コロナ禍で注目された古代料理

コロナ禍で全国の学校が休校処置となり全国に給食が余りまくったというのは皆さんの記憶に新しいだろう。そんな折に注目された料理があることを皆さんは知っているだろうか?

"蘇(そ)”

である。

聞いたことねーよ!そんな料理!という人に解説しておくと、これは古代日本(飛鳥時代~奈良時代)の貴族の料理だ。
休校による学校給食停止で牛乳が余りまくったためにスーパーなどで牛乳が大量に溢れかえった。それを知った一部のネット民が牛乳を大量に購入しよう!という呼びかけとともに、注目されたのがこの"蘇"という食べ物であった。

古代中国発祥の牛乳を用いた食べ物であるのだが文献が少なく、唯一と言っていい文献は平安時代の法令集である「延喜式」に書かれている。それによると、

「18リットルの牛乳を煮れば1.8リットルの蘇を作ることが出来る」

とだけ書かれている。
作り方じゃねーじゃん!!!そう、詳しい作り方は載っていないのである。朝廷への貢ぎ物であったことと、貴族が好んで食べていたこと以外、製法も無ければ絵にも残ってないしまさに古代の幻の食品なのだ。チーズやヨーグルトのようなものだという人もいれば、バターや練乳だという人もいる。研究者によってもマチマチなのが現状だ。

しかし今は令和時代。みんな各々考えて自分だけのオリジナル"蘇"を作ってツイッターやインスタグラムに載せた。ハッシュタグで"蘇チャレンジ"というものまであった。完全では無いにせよ文字通り、令和に蘇った"蘇"なのであった。

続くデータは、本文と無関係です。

PR #4936, opened 2026-09-01
Bug #76388, fix missing DayOfWeek facet groups in Month_SameWeek date comparison

jkidacki-inetsoft:
## Summary

Month_SameWeek Chart3 (Date Comparison = Standard Periods + SAME_WEEK interval, MONTH context, facet mode) rendered only 4 of 7 expected DayOfWeek(Date) facet groups. Two independent defects contributed; both are fixed here.

### Defect 1: spurious WeekOfMonth temp grouping field

`DateComparisonInfo.getIntervalTempDateGroupRef()`'s `MONTH_DATE_GROUP` branch manufactured a `WeekOfMonth(Date)` calculated temp grouping field whenever the interval level carried the `WEEK` bit (`SAME_WEEK`, `WEEK_TO_DATE`), regardless of the interval's actual granularity. For this bug's config (granularity=DAY), this spurious field was folded into the chart's real GROUP BY columns alongside the legitimate `DayOfWeek(Date)` axis field. Real defect, but verified live *not* to be what causes the reported missing-groups symptom on its own.

**Fix:** gate the branch on `granularity == WEEK` as well, matching the sibling `QUARTER_DATE_GROUP` branch's existing "week" flag.

### Defect 2 (the actual cause): orphaned-cell heuristic misapplied to facet dimension

`DateComparisonUtil.applyDateRange()`'s `computeValidParts()`/`ValidPartsSelector` heuristic assumes "part" identifies a position on one time-series axis, where a part the most-recent period's own rows don't reach is a genuinely future, not-yet-happened bucket. In facet mode, "part" instead identifies the facet itself (DayOfWeek here), and a facet the most recent period happens to lack a row for is not a future bucket — it's simply a facet whose own sub-chart legitimately has fewer periods of data than others.

Confirmed live against the actual reported scenario: the most recent period (Nov 2021) genuinely only has rows for DayOfWeek 1-4, while every earlier period (Jul-Oct) has all 7 — exactly what the reporter's own "Expected" section anticipated (facets 5-7 should span only Jul-Oct, 3 bars each, not Jul-Nov). The heuristic instead excluded facets 5-7 entirely from every period.

**Fix:** skip the heuristic entirely in facet mode (`info.isFacet() ? Collections.emptySet() : computeValidParts(...)`).

## Test plan

- [x] New test `DateComparisonInfoTempDateGroupRefTest` for defect 1 (fails pre-fix, passes post-fix)
- [x] Existing `DateComparisonIntervalConditionTest`, `DcFormatTableLensTest`, `VSChartShowDataServiceTest`, `DCMergeDateFilterTest` still pass
- [x] Defect 2's fix verified live against the actual imported `Month_SameWeek.vso` on a running server: chart now renders all 7 DayOfWeek facet groups (4 groups × 4 bars + 3 groups × 3 bars = 25 bars total), matching the reporter's exact expected count. No unit test added for this specific fix — no existing test exercises facet-mode `applyDateRange()`, and live verification against the real reported configuration was judged stronger evidence than a synthetic approximation.

Fixes Redmine #76388.


jkidacki-inetsoft:
Important correction after further live verification, prompted by a review question about why the axis labels looked different after this fix.

## Round-1 fix was a regression — reverted

Direct comparison against clean, fully unpatched `main` showed the original diagnosed defect fix (gating `getIntervalTempDateGroupRef()`'s `MONTH_DATE_GROUP` branch on `granularity == WEEK`, commit `3baf2f8d1`) was **not just unnecessary but actively harmful**: it broke the per-bar axis date labels for the facet groups that already rendered correctly.

Example (`Month_SameWeek` Chart3, group 4): on clean `main`, the label correctly reads `2021-08-04/09-08/10-06/11-10` (the real calendar date for each month's occurrence of that "same week" position), matching the test fixture's own expected baseline (`Month_SameWeek/Chart3.png`). With the original round-1 fix applied, this became an incorrect uniform `08-04/09-04/10-04/11-04` pattern (same day-of-month repeated every month).

The temp field that fix removed turned out to also feed the date-label computation path — not just the GROUP BY column the original diagnosis focused on. Removing it wasn't necessary for the reported bug (the facet-mode skip below is independently sufficient), so it's been **reverted entirely** rather than patched further.

## What's left: the actual fix

Just the facet-mode skip in `DateComparisonUtil.applyDateRange()` (commit `a104f266a`, unchanged) — confirmed via clean-main comparison to be independently necessary and sufficient for the reported missing-groups symptom, with no label regression.

## Known residual gap (intentional — not fixed here)

Facet groups 5-7's per-bar date labels render blank (empty, not wrong) until Bug #76390's `DateComparisonFormat` fix (PR #4935) also lands — that fix removes a second, independent orphaned-cell check this branch doesn't touch. Confirmed live that combining both fixes produces fully correct labels for all 7 groups. Deliberately not duplicating that commit onto this branch — **this PR depends on #4935 for the facet labels to be fully correct**, though the reported bug itself (facet group count and bar data) is fully fixed here regardless of merge order.

9/9 regression tests still pass (`DateComparisonIntervalConditionTest`, `DcFormatTableLensTest`, `VSChartShowDataServiceTest`, `DCMergeDateFilterTest`, `DCMergeDatePartFilterTest`).

jkidacki-inetsoft:
Addressed both inline review notes with commit dc2e922f4:

1. **Dead-code guard note**: moot — that entire change (`3baf2f8d1`, `DateComparisonInfo.java`) was reverted in a prior commit (`9d6661da7`) after live verification showed it regressed axis labels and wasn't actually needed for the reported bug. See the PR comment above for the full story. Resolving.

2. **Stale javadoc / `DateComparisonFormat.initPartDate()` sync note**: confirmed the javadoc claim is false as of this fix — `initPartDate()` does still call `computeValidParts()` unconditionally, no facet gate. I did not add the `isFacet()` gate to that call site here (would duplicate a fix already landing separately on Bug #76390's branch/PR #4935 for a related but distinct defect in the same method — see the "Known residual gap" note in the earlier PR comment). Fixed the javadoc to state this explicitly rather than assert a sync guarantee that no longer holds, and to point at the tracked gap instead of leaving it implicit. Resolving as documented/tracked, not as "no longer an issue" — the underlying gap for facets 5-7's labels remains until #4935 lands, same as previously noted.

jshobe-inetsoft (approved):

無論だが研究者は今も本来の作り方を研究している。古代中国の文献では世界最古の料理本である「斉民要術」に日本の"蘇"の元となった"酥(そ)"の作り方が書かれている。ただしこれはあくまで古代中国の"酥"であり、日本の"蘇"は加熱方式で作る日本オリジナルの食品であり、斉民要術には記載は無い。
東野治之氏と池山紀之氏が昭和56年に発表した論文があるので引用としておく。

【"蘇"についての基本的な知識】
そもそも原料となる牛乳は古代では「薬」とされていた。
現存最古の医学書である 「医心方」には、牛乳の効用が記載されていると共に、蘇は「全身の衰弱をおぎない、大腸を良くし、口の中の潰瘍を治療する」と書かれているくらいだ。「唐大和上東征伝」には鑑真が来日した際に蘇を持っていたなど、医薬品としてや、仏教儀礼でも用いられていたと考えられている。釈迦の伝記の中でも、釈迦が苦行により衰弱していました時に、村の娘スジャータから差し出された「乳粥」で体力を戻し、その後、瞑想によって悟りを開くエピソードがある。この乳粥は現代のインドでは「乳粥(キール)」というデザートとして現代に伝わっている。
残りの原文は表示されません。